Task to complete: Your answer must be every line of the data below that holds the string "tricky", copied exactly.

(Saved data entries)
-----

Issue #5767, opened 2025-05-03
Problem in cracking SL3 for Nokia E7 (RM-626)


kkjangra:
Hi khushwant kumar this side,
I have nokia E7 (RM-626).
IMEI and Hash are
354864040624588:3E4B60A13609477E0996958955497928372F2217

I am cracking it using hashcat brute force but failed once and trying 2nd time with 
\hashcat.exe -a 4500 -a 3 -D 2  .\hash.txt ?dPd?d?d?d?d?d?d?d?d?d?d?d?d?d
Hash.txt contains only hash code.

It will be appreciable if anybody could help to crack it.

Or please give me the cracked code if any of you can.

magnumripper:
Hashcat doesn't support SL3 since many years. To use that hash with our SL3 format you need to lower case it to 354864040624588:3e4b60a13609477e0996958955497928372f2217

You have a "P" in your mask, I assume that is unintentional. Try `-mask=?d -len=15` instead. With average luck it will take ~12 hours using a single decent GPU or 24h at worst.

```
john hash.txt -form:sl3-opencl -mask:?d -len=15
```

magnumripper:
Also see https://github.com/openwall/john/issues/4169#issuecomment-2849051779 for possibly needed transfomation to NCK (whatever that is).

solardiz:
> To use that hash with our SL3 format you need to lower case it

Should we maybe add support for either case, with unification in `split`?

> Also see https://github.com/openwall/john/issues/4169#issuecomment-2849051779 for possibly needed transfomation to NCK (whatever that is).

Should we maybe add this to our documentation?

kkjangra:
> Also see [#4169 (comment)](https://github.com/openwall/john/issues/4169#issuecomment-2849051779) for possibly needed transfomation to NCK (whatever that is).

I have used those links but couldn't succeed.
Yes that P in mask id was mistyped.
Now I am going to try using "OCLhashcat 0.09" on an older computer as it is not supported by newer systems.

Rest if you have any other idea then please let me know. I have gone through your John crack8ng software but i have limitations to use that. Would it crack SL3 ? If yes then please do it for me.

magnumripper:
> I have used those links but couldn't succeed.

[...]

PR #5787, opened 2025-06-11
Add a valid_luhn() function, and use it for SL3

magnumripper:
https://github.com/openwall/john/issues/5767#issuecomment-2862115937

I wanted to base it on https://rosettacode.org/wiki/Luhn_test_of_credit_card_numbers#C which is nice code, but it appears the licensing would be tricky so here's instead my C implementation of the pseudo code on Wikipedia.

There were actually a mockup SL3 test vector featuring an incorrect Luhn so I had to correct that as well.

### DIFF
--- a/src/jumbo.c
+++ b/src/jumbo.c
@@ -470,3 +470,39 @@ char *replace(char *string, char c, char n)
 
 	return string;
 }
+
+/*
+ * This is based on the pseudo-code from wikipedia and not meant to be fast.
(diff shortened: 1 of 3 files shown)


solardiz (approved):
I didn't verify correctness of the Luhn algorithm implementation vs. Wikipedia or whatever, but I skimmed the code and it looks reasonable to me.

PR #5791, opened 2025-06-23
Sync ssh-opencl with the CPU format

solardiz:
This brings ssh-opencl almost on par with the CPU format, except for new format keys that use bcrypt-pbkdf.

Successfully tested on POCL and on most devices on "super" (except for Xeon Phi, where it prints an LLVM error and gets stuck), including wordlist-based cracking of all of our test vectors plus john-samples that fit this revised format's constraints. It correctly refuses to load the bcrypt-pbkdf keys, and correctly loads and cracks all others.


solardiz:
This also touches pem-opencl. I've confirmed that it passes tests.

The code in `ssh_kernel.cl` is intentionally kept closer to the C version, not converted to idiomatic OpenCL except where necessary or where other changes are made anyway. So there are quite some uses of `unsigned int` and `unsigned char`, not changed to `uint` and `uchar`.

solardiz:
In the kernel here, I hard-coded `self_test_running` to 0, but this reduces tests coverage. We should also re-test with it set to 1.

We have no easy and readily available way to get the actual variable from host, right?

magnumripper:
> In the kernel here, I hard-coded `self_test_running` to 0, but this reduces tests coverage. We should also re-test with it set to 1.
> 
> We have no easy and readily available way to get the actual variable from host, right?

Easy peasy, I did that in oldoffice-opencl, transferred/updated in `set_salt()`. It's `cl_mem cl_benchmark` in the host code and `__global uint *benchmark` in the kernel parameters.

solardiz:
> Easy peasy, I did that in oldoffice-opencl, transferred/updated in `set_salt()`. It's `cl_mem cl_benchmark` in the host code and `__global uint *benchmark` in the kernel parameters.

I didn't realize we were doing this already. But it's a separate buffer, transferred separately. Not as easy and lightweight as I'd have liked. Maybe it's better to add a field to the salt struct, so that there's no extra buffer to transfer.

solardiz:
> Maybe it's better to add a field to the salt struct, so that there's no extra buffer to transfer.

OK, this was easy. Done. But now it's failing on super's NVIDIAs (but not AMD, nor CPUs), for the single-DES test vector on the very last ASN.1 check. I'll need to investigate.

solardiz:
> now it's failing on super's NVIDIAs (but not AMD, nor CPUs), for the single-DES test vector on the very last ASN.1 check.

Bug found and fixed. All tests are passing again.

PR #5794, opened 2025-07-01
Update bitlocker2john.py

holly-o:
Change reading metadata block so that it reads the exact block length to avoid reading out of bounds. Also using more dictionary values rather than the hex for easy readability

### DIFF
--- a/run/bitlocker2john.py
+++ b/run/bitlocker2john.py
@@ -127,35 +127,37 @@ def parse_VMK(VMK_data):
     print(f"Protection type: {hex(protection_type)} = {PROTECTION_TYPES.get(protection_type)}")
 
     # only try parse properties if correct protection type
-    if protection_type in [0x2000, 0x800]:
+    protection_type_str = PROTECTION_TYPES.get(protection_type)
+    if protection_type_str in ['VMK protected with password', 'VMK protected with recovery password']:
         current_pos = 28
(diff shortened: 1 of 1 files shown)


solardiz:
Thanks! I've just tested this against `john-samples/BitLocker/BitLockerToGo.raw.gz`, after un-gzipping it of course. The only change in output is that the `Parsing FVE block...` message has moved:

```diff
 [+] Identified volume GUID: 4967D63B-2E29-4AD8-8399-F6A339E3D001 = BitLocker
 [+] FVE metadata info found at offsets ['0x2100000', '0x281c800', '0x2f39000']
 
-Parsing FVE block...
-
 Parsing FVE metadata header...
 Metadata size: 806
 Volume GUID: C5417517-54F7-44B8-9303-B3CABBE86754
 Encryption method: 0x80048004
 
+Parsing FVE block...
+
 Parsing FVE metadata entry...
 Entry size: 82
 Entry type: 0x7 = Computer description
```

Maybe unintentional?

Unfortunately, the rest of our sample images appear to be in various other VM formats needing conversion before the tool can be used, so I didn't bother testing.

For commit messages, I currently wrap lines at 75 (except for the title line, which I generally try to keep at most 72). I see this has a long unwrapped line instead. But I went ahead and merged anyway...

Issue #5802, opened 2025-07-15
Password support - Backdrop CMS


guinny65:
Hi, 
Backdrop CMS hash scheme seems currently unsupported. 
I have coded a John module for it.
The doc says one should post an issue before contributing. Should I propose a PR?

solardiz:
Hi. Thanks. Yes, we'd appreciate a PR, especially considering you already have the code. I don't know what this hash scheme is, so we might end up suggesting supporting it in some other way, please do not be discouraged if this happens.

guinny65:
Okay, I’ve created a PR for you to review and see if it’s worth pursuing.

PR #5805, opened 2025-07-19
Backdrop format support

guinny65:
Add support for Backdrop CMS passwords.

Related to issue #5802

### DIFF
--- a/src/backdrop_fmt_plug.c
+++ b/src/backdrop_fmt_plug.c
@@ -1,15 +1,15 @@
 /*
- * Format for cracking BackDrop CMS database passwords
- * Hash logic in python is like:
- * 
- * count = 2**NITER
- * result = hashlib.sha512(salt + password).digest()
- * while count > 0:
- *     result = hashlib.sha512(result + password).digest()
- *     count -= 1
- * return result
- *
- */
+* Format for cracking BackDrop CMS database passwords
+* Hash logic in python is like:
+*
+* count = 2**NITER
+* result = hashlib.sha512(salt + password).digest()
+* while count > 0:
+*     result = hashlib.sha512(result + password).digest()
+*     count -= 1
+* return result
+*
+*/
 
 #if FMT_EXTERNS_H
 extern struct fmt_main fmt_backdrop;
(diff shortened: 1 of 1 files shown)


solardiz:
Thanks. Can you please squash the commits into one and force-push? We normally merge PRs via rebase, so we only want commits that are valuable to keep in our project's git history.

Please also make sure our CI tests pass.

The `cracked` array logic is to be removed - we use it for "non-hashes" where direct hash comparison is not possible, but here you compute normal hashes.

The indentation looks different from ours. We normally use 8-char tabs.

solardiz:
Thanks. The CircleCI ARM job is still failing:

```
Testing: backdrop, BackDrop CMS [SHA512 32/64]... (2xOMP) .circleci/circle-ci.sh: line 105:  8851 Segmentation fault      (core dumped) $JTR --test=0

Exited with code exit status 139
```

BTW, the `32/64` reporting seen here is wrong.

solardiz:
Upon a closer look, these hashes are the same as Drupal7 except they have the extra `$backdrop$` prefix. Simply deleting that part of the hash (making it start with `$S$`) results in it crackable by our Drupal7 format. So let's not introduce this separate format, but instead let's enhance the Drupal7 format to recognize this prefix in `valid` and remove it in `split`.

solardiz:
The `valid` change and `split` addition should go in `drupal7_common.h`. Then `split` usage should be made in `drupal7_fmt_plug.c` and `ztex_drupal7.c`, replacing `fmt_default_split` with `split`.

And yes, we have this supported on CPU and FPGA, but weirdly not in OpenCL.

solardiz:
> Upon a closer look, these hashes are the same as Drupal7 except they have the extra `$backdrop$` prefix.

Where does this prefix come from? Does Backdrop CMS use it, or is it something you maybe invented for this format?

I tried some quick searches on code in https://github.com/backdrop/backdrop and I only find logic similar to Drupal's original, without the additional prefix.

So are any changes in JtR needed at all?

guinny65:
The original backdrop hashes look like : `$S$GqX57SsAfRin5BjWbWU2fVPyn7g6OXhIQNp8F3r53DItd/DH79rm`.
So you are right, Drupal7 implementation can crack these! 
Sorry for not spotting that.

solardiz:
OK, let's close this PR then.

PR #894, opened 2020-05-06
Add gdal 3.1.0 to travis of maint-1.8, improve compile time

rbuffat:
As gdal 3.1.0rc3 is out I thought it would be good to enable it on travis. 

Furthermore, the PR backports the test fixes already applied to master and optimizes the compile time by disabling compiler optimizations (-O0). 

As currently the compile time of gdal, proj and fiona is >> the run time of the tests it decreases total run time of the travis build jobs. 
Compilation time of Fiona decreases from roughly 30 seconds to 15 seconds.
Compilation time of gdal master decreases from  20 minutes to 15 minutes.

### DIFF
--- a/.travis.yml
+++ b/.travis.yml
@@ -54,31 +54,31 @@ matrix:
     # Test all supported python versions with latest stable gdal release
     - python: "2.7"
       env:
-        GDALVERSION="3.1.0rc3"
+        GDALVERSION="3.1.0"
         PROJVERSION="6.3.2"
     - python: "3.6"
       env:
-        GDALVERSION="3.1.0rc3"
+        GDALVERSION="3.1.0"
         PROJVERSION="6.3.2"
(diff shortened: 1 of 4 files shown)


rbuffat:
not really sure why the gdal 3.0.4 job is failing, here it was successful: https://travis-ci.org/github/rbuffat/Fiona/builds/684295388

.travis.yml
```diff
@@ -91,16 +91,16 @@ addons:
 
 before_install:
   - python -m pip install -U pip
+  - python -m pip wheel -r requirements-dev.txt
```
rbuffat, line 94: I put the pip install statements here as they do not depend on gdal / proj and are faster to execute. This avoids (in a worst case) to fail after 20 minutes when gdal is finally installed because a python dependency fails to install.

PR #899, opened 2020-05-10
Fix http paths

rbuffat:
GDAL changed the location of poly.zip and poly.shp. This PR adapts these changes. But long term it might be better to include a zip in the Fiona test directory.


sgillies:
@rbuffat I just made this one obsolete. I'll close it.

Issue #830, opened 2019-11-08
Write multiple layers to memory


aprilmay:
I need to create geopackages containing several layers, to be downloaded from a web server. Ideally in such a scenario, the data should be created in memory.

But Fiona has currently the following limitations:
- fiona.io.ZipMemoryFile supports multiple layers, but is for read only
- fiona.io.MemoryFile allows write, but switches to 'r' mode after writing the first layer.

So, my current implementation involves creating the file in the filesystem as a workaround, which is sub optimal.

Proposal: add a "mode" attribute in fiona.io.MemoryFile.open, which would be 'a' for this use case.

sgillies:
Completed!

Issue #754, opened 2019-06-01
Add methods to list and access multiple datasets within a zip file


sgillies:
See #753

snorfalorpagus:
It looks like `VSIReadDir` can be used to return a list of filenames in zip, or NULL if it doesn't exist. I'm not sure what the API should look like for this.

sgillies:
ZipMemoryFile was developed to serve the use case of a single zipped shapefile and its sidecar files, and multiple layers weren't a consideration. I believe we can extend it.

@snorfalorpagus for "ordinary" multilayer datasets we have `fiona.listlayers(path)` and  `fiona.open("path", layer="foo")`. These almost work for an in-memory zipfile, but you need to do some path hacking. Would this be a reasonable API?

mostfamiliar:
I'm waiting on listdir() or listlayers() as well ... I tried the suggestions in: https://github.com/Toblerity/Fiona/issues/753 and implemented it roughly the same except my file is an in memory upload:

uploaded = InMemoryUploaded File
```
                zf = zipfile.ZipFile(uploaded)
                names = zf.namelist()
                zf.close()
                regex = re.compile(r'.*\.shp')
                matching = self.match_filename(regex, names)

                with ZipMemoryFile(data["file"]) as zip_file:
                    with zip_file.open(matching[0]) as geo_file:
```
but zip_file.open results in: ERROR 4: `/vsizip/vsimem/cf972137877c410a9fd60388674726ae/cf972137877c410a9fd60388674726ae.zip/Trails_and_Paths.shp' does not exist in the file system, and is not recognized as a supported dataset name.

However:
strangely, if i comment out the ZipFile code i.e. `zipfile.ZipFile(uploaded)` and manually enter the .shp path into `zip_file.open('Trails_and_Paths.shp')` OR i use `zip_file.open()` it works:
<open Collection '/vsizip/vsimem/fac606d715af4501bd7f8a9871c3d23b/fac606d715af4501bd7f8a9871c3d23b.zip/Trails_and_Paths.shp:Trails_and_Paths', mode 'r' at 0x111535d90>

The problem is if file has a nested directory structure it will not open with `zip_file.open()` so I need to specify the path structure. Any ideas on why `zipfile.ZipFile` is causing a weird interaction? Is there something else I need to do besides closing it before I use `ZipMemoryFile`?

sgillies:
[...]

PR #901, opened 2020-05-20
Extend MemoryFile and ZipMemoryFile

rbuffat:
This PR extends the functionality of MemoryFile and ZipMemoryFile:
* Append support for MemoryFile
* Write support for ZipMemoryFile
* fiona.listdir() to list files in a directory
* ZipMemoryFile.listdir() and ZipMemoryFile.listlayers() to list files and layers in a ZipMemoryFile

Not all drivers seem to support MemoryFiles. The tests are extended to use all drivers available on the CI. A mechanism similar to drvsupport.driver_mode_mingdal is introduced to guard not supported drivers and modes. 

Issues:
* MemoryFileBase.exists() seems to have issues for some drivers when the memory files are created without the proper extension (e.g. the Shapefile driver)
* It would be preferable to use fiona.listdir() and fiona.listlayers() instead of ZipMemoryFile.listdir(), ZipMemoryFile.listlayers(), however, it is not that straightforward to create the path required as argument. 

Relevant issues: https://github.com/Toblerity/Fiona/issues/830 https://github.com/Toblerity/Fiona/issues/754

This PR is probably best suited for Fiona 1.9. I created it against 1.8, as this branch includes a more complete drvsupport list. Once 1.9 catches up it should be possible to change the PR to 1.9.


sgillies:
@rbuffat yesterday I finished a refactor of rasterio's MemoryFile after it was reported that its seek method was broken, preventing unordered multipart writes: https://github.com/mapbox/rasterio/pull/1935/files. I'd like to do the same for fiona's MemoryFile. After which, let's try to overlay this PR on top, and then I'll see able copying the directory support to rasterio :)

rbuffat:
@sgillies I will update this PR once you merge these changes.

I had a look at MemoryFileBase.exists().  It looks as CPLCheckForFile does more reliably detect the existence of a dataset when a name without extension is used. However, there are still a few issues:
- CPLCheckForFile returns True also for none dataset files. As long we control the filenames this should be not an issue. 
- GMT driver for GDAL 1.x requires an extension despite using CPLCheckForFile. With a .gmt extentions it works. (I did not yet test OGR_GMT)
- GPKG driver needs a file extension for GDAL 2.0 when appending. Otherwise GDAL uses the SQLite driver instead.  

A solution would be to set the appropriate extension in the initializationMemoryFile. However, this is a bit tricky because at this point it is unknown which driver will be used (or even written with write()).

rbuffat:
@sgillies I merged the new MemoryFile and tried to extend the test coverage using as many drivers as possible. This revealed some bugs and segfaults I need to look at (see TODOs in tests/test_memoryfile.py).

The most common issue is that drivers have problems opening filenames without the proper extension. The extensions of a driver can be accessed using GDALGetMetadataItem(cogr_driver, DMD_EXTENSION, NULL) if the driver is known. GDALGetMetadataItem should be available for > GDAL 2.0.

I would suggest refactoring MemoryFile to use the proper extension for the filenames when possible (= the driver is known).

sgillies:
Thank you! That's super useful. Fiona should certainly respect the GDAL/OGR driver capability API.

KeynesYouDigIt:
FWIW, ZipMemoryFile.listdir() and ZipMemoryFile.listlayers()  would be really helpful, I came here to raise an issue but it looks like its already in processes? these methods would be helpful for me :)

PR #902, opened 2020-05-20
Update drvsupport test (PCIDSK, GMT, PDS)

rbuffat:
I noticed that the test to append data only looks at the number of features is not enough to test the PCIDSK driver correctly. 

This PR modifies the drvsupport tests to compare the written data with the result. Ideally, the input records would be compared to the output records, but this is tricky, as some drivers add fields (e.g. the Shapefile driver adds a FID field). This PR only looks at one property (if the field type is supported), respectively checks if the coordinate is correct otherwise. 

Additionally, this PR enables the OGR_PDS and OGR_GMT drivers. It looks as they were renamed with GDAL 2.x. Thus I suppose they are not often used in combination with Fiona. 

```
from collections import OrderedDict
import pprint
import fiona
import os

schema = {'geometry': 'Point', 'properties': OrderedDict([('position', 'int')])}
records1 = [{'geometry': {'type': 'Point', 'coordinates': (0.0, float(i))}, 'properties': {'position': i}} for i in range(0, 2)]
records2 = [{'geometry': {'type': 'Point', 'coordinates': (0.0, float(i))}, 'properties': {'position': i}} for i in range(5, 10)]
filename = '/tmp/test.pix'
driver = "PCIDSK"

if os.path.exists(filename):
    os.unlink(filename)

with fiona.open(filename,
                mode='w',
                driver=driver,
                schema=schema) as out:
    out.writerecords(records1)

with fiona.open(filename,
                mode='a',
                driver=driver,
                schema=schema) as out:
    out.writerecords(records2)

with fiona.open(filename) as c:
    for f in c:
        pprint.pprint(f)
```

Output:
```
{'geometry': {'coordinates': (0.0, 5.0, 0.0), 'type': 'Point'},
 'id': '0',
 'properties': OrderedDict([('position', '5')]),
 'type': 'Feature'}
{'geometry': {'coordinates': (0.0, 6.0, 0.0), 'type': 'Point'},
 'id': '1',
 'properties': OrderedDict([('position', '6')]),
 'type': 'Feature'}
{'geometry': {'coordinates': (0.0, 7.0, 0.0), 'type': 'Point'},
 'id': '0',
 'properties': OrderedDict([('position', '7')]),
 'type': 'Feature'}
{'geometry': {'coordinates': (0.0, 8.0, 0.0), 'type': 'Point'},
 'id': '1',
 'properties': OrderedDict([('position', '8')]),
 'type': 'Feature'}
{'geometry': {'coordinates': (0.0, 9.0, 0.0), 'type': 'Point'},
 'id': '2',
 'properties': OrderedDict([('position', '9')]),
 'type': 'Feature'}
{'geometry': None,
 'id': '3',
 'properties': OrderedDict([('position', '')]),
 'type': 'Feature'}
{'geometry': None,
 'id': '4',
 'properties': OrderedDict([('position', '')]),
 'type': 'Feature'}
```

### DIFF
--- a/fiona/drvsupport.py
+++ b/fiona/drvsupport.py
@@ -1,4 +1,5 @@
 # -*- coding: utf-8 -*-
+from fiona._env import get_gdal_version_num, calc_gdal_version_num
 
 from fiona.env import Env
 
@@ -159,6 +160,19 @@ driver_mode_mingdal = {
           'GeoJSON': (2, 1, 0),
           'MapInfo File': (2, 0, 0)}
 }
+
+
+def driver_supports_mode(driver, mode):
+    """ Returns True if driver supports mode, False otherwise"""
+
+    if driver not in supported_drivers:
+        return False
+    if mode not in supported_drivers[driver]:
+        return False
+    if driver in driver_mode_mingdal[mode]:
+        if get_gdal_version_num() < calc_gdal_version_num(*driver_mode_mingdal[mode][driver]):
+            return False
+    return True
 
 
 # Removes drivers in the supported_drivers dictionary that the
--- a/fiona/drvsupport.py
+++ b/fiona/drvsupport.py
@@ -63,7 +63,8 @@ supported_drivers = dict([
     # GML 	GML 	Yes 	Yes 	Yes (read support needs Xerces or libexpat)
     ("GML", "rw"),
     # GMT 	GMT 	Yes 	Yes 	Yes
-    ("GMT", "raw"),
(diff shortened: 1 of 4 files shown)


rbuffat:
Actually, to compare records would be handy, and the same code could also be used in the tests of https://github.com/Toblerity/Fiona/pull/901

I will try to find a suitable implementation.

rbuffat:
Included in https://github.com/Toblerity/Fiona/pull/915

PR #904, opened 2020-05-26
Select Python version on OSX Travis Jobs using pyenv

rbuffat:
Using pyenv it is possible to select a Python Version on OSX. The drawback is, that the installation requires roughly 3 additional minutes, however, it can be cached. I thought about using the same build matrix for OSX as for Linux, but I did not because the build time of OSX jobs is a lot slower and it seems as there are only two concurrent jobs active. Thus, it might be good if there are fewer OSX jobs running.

-----

Your response:
I wanted to base it on https://rosettacode.org/wiki/Luhn_test_of_credit_card_numbers#C which is nice code, but it appears the licensing would be tricky so here's instead my C implementation of the pseudo code on Wikipedia.
A solution would be to set the appropriate extension in the initializationMemoryFile. However, this is a bit tricky because at this point it is unknown which driver will be used (or even written with write()).
This PR modifies the drvsupport tests to compare the written data with the result. Ideally, the input records would be compared to the output records, but this is tricky, as some drivers add fields (e.g. the Shapefile driver adds a FID field). This PR only looks at one property (if the field type is supported), respectively checks if the coordinate is correct otherwise. 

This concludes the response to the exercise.